#### MATERIAL PROVIDED ####
Issue #688, opened 2024-04-16
Enable reading files without a meta data file


pdamme:
**Motivation:** When reading a data set from a file, DAPHNE requires a so-called meta data file to be present. This meta data file contains basic information on the data set, such as the number of rows and columns, the value type of a matrix or the column types of a frame, the number of non-zeros, and potentially additional interesting properties. See the [documentation](https://daphne-eu.github.io/daphne/FileMetaDataFormat/) for details. This information is used by the DAPHNE compiler for various purposes (including optimization decisions). Even though the meta data file format is simple, creating such a file manually can be an additional burden to users. Besides that, some file formats already contain some of the information anyway, such that a separate meta data file is redundant.

**Task:** Make sure that DAPHNE can read a file even if the meta data file is missing. There can be different strategies to handle the missing information, e.g., (1) determine it on the fly, or (2) leaving it *unknown*. Crucial information like the value type or the number of rows/columns should determined, for other properties, it could be optional. Furthermore, after an on-the-fly analysis, the obtained meta data could optionally be stored as a meta data file, such that it does not need to be determined in the next invocation of the program.

**Hints:**
- *Will be provided on request.*
- Related to #63.

Issue #63, opened 2021-06-11
Detection of CSV schema based on data


daphne-eu:
In GitLab by @pdamme on Jun 11, 2021, 19:14

The DAPHNE system is able to read CSV files into frames, whereby each column may have its individual value type. However, at the moment we require the user to provide a metadata file, which specifies the value type of each column. Unfortunately, this complicates the ad-hoc use of CSV files. Thus, akin to libraries like pandas, we want to be able to automatically detect the value type of each column based on the data.

The task is to implement (C++) an I/O utility for that purpose. The value types to consider are signed/unsigned integers of different widths (8, 32, 64 bit), floating-point types of different widths (single, double), boolean, and string.

Thenz:
Assigned to @Thenz

pdamme:
Thanks for deciding to work on this issue, @Thenz! Don't hesitate to get in touch if you have any questions or experience any difficulties.

pdamme:
Thanks for giving it a try last summer semester @Thenz. As this issue was not completed yet, we will offer it to AMLS students again this semester.

EricBenschneider:
Please assign this issue to @EricBenschneider as I am currently working on it!

pdamme:
Sure! Please go ahead.

PR #942, opened 2025-02-04
Generation of meta data files based on CSV data

EricBenschneider:
This PR adds CSV schema detection based on data as described in issue #63.
This PR also enables reading a CSV file without manually adding a meta data file as discussed in issue #688.
Once a CSV file is read and the MetaDataParser cannot find an appropriate meta data file, it will now be automatically generated and stored in the location it was expected.
The changes are tested by the added `generateMetaDataFileTest.cpp`
A new test case in `MetaDataParserTest.cpp` is added to test saving of the generated meta data file.


auge:
Thanks a lot for this PR, I'm looking into the usage part of this (no real code review from my side).

Currently, I see a lot of debug statements generated, I guess they should rather be silenced? (I have 1e9 rows in my csv file): `inferred valueType: ...` (aborting execution as it will take long time …)

when trying on a smaller file (10 rows), I get a segfault on my system.

As I have not looked into the code, I would like to inquiry if the failure to write the .meta file will be silent? I expect daphne to continue normally even when the meta file cannot be written - like when the csv file lies at a location where the user should not be allowed to write.

pdamme (changes requested):
Thanks for this contribution, @EricBenschneider! Being able to read a CSV file without a meta data file present is great for users (even though it will typically come with a certain performance penalty).

Thanks @auge for having a first look at this new feature. I can confirm that it crashes when used from a DaphneDSL script. The case of writing the meta data file to a non-writable location was most likely solved by @EricBenschneider's recent commit e4810392d8aebf3eec3eb03cad3a402ec0c21fd1, but would need additional testing.

So overall, this is a good first step towards solving #63, but a few points need to be addressed:

**Required changes:** (must be addressed before the merge)
1. Make the CI checks pass. Several test cases failed; however, on my system all tests pass... Let's have a look again after you've addressed the other points. The clang-format check failed; please format all changed files with the clang-format specification in `.clang-format` (maybe you can use something like "format document" in your IDE).
1. Extend the test cases. Please consider the following:
    1. Employ a quoted/multi-line string somewhere in the test CSV files (DAPHNE's CSV reader supports such strings).
    1. Add at least one [script-level test case](https://daphne-eu.github.io/daphne/development/Testing/#writing-script-level-test-cases) to check if your feature works from DaphneDSL. Currently, it doesn't seem to work, as @auge found out. For instance, the following DaphneDSL script crashes with the following error message when reading the following CSV file (and no meta data file).
        ```
        print(readFrame("my-frame.csv"));
        ```
        ```
        1,1.1,one
        ```
        ```
        inferred valueType: 0, 1.
        inferred valueType: 6, 1.1.
        inferred valueType: 8, one.
        bin/daphne(+0x14a4422)[0x565112219422]
        /lib/x86_64-linux-gnu/libc.so.6(+0x45320)[0x7b512b129320]
        bin/daphne(+0x1e3abed)[0x565112bafbed]
        ...
        bin/daphne(+0x1557c67)[0x5651122ccc67]
        Segmentation fault (core dumped)
        ```
    1. Test if CSV values like "12+34" are correctly identified as strings, not as integers.
    1. Test if CSV values like "1.23abc" are correctly identified as strings.
3. Make sure your changes to the read kernel are reflected in DaphneDSL and DaphneIR. You added an additional parameter specifying if a header/labels row is present. First, that must not come after the `DaphneContext` (`DCTX`) in the kernel's parameter list, otherwise there will be problems when lowering DaphneIR's `ReadOp` to the kernel call. The additonal parameter must be reflected in the registration of kernels (`src/runtime/local/kernels/kernels.json`), DaphneIR's `ReadOp` (`src/ir/daphneir/DaphneOps.td`), and the `readMatrix()`/`readFrame()` DaphneDSL built-in functions (`src/parser/daphnedsl/DaphneDSLBuiltins.cpp`). This point will be necessary for writing a script-level test case.
3. Please remove all custom prints to stdout/stderr from your code. Consider using DAPHNE's logger (with an appropriate log level like info or debug) for important messages (but I think it's okay to just omit the ones you have). We generally want to avoid unnecessary output.
4. Some of the newly added test cases assume that a meta data file doesn't exist in the beginning, but don't check if this is really the case. They do (try to) remove the (supposedly) created meta data file afterwards, but in case something goes wrong there, the next test run could still see the meta data file created by the previous test run.

**Optional changes:** (can be addressed before the merge or later)
1. Please make sure that the corner case of reading a CSV file with zero rows (and no meta data file) is handled gracefully. To this end, please add a respective test case. Most importantly, DAPHNE should not simply crash in such a case. There should either be an error (because types cannot be inferred when there is no data), or the most general value type (i.e., string) should be assumed for all columns. It would be worthwhile to find out how other systems/libraries (e.g., pandas) handle this case.
1. Make sure that malformed CSV files are handled gracefully. Currently, you say `numCols = std::max(numCols, colIndex);` in `generateFileMetaData()`. To my mind, a different number of columns per rows should raise an error.
2. Currently, the entire CSV file is read once for detecting the schema and once again for the actual read. That will likely result in a 2x slow-down for reading CSV files without a meta data file, which is quite expensive. It would be great to think about more efficient ways, such as scanning the input file just once, interleaving read and schema detection or detecting the schema based on a sample (with the option of correcting it in case not all data fits).
3. Furthermore, the code for detecting the schema implements a little CSV reader on its own (but doesn't seem to support all features of DAPHNE's existing CSV reader, e.g., multi-line strings). It would be great to avoid redundant code.

**Let me know if you have any comments/questions or need further advice to address these points.**

EricBenschneider:
Thanks you guys for the feedback. Most of it could be incorporated. 

Please note that I decided to implement the meta data generation in the scope of MetaDataParser::readMetaData().
Having it directly in the read kernel would be more fitting for on the fly type inferring, which would severely reduce the current overhead introduced by parsing the file twice. On the other hand, we currently need meta data for shape, frame label and type inference which are all called before the read kernel. Therefore an implementation only in the read kernel would not be sufficient.

More details about the emerging overhead can be extracted from the evaluation results:
create_read_breakdown

Issue #858, opened 2024-10-14
Compare different string representations


pdamme:
*Description coming soon!*

PR #946, opened 2025-02-17
#858 Compare different string representations

ts289:
Extend FixedStr16 to 32,64,128 and 256
Implement Simple dictionary-encoded strings (non-order-preserving and order-preserving and 2 implementations of Umbra Strings

Experiments are provided to test the different String Types in their runtime on different operations (comparisons, concat, etc...)


pdamme:
Thanks for this contribution. I'm closing this PR now, because it contains the same code as PR #948.

Issue #668, opened 2024-02-27
Push-down of arithmetics before source operations


pdamme:
**Motivation:** DaphneDSL offers a couple of *source* operations, which take only scalars as arguments, but produce a matrix as their result. Examples include: `fill()`, `rand()`, and `seq()`. Subsequent arithmetic operations on this result could be pushed before the source operation, in many cases. That way, the program execution could be improved by avoiding unnecessary large intermediate results, thereby reducing the number processor instructions and the memory footprint.

For instance, `fill(a, 10^6, 1) + b` creates a *(1Mx1)* column matrix where all values are the scalar `a` and performs an addition with the scalar `b`, thereby creating another matrix of the same size. The memory footprint is 2 x 1M x 8 bytes (=16 MB)(assuming 64-bit floating-point numbers, and no update-in-place optimizations are done). Alternatively, one could calculate `fill(a + b, 10^6, 1)`, where the addition happens on scalars and only one matrix is created, i.e., the footprint is halved (8 MB).

*Some further examples:*
(Lower case letters indicate scalars, upper case letters indicate matrices.)
- `fill(a, h, w) + b` -> `fill(a + b, h, w)`
- `fill(a, h, w) * b` -> `fill(a * b, h, w)`
- `rand(h, w, a, b, 1, -1) + c` -> `rand(h, w, a + c, b + c, 1, -1)`
- `seq(s, e, i) + x` -> `seq(s + x, e + x, i)`
- `seq(s, e, i) * x` -> `seq(s * x, e * x, i * x)`
- ...

**Task:**
- Get familiar with DaphneDSL operations (operators and built-in functions) in the user documentation.
- The above cases are really just examples. Think of which arithmetic operations (elementwise unary/binary, some are operator symbols in DaphneDSL, some are built-in functions) can be pushed before which source operations with which adaptations to the source operation's arguments). This can be done with pen and paper first.
- Implement these simplification rewrites as [canonicalizations](https://mlir.llvm.org/docs/Canonicalization/) on DaphneIR (implementation in C++ using the MLIR framework). At the time of this writing, all existing canonicalizations reside in `src/ir/daphneir/DaphneDialect.cpp`.
- Add script-level test cases and potentially test cases checking the IR (up to discussion).

**Possible task extensions for teams:**
- Look broadly beyond just arithmetic operations, what other operations could be pushed down? Remember, the goal is to avoid matrix intermediates, and do operations on individual scalars instead. A few ideas:
[...]

PR #966, opened 2025-05-21
# 668: Push-down of arithmetics before source operations

b-m-f:


b-m-f:
WIP on #668

src/ir/daphneir/Canonicalize.cpp
```diff
@@ -249,6 +249,25 @@ mlir::LogicalResult mlir::daphne::SparsityOp::canonicalize(mlir::daphne::Sparsit
 mlir::LogicalResult mlir::daphne::EwAddOp::canonicalize(mlir::daphne::EwAddOp op, PatternRewriter &rewriter) {
     mlir::Value lhs = op.getLhs();
     mlir::Value rhs = op.getRhs();
+    // This will check for the fill operation on the left hand side to push down the arithmetic inside
+    // of it
+    auto lhsFill = lhs.getDefiningOp<mlir::daphne::FillOp>();
+    if (lhsFill) {
+        auto lhsOp = lhs.getDefiningOp();
+        auto fillValue = lhsOp->getOperand(0);
```
pdamme, line 257: Accessing the arguments of the `FillOp` by their name can make the code more readable, e.g., `auto fillValue = lhsFill.getArg();`. You can find the names of the arguments in `src/ir/daphneir/DaphneOps.td`.

src/ir/daphneir/Canonicalize.cpp
```diff
@@ -249,6 +249,25 @@ mlir::LogicalResult mlir::daphne::SparsityOp::canonicalize(mlir::daphne::Sparsit
...
+        auto width = lhsOp->getOperand(1);
+        auto height = lhsOp->getOperand(2);
+        const bool rhsIsSca = !llvm::isa<mlir::daphne::MatrixType, mlir::daphne::FrameType>(rhs.getType());
```
pdamme, line 260: I recommend relying on `CompilerUtils::isScaType()` to check if an `mlir::Value` is a scalar. Beyond matrices and frames, there are more types that are not scalars (e.g., lists, columns (since recently), and a few more technical ones).

src/ir/daphneir/Canonicalize.cpp
```diff
@@ -249,6 +249,25 @@ mlir::LogicalResult mlir::daphne::SparsityOp::canonicalize(mlir::daphne::Sparsit
...
+        if (rhsIsSca) {
+            mlir::daphne::EwAddOp newAdd = rewriter.create<mlir::daphne::EwAddOp>(op.getLoc(), fillValue, rhs);
+            mlir::daphne::FillOp newFill =
+                rewriter.create<mlir::daphne::FillOp>(op.getLoc(), op.getResult().getType(), newAdd, width, height);
+            rewriter.replaceOp(op, {newFill});
+            // releasing the old fill operation
+            rewriter.eraseOp(lhsOp);
```
pdamme, line 267: Note that `lhsOp` could have other uses in the IR. Instead of erasing it, you could just leave it as it is and, if unused, it will be removed by subsequent CSE passes (common sub-expression elimination, which also includes DCE (dead code elimination)). For that to work, the operation must have suitable MLIR traits (e.g., `Pure`).

pdamme:
Just some initial comments that might be helpful for the start, but no pressure :) .

src/ir/daphneir/Canonicalize.cpp
b-m-f: I am not able to find `getArg` in https://mlir.llvm.org/doxygen/classmlir_1_1Operation.html .

```
/daphne/src/ir/daphneir/Canonicalize.cpp:259:29: error: 'class mlir::Operation' has no member named 'getArg'
  259 |         auto width = lhsOp->getArg("numCols");
```

src/ir/daphneir/Canonicalize.cpp
b-m-f: Thanks.

Further down in the existing code there are 2 more checks

```
  292 ▎   ▎   const bool lhsIsSca = !llvm::isa<mlir::daphne::MatrixType, mlir::daphne::FrameType>(lhs.getType());
  293 ▎   ▎   const bool rhsIsSca = !llvm::isa<mlir::daphne::MatrixType, mlir::daphne::FrameType>(rhs.getType());

```

Should I rewrite those as well while I am in this function?

b-m-f:
I need to add `codegen/CodegenTest.cpp` to `test/CMakeLists.txt` in order to activate the `runLIT` test cases. 
Should I keep this activated only for testing and not include this change into my commits?

philipportner:
> @philipportner I need to add `codegen/CodegenTest.cpp` to `test/CMakeLists.txt` in order to activate the `runLIT` test cases. Should I keep this activated only for testing and not include this change into my commits?

Please add them to `test/ir/daphneir/` and run them independently to the `lit` tests in `test/codegen/`.

src/ir/daphneir/Canonicalize.cpp
philipportner: > Thanks, let me double check my LSP setup.
> 
> Unfortunately I still get the same error during compilation though:
> 

It's not a pointer.

I only made this change in your branch and this works on my side.

```diff
-        auto fillValue = lhsFill->getOperand(0);
+        auto fillValue = lhsFill.getArg();
         auto height = lhsFill->getOperand(1);

```
I'd also declare it like so, `auto lhsFill = ..` as `clang-tidy` complains (rule `modernize-use-auto`).

src/ir/daphneir/Canonicalize.cpp
```diff
@@ -249,6 +252,22 @@ mlir::LogicalResult mlir::daphne::SparsityOp::canonicalize(mlir::daphne::Sparsit
...
+    auto lhsOp = lhs.getDefiningOp();
+    if (lhsOp) {
+        bool lhsOpHasScalarFirstArgument = lhsOp->hasTrait<OpTrait::DynamicFirstArgument>();
+        if (lhsOpHasScalarFirstArgument) {
+            auto value = lhsOp->getOperand(0);
+            const bool rhsIsScalar = CompilerUtils::isScaType(rhs.getType());
+            if (rhsIsScalar) {
+                auto newAdd = rewriter.create<mlir::daphne::EwAddOp>(lhsOp->getLoc(), value, rhs);
+                lhsOp->setOperand(0, newAdd);
+                rewriter.replaceOp(op, lhsOp);
```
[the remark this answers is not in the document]
b-m-f: Got a response on the LLVM forums: https://discourse.llvm.org/t/why-does-replaceop-need-to-match-the-operation-variant/86458/4

Since my LSP server can not leverage an LSP container namespace (clangd seems to be missing?) and I want to try the approach with a newer LLVM version I will try to get the project build on my Nix machine before continuing :)

But if I am already on the wrong path pls let me know 🙇‍♂️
####
Set the entries down again exactly, beginning with their first line and ending with the line that contains "file is redundant."; omit all other lines.

Issue #688, opened 2024-04-16
Enable reading files without a meta data file


pdamme:
**Motivation:** When reading a data set from a file, DAPHNE requires a so-called meta data file to be present. This meta data file contains basic information on the data set, such as the number of rows and columns, the value type of a matrix or the column types of a frame, the number of non-zeros, and potentially additional interesting properties. See the [documentation](https://daphne-eu.github.io/daphne/FileMetaDataFormat/) for details. This information is used by the DAPHNE compiler for various purposes (including optimization decisions). Even though the meta data file format is simple, creating such a file manually can be an additional burden to users. Besides that, some file formats already contain some of the information anyway, such that a separate meta data file is redundant.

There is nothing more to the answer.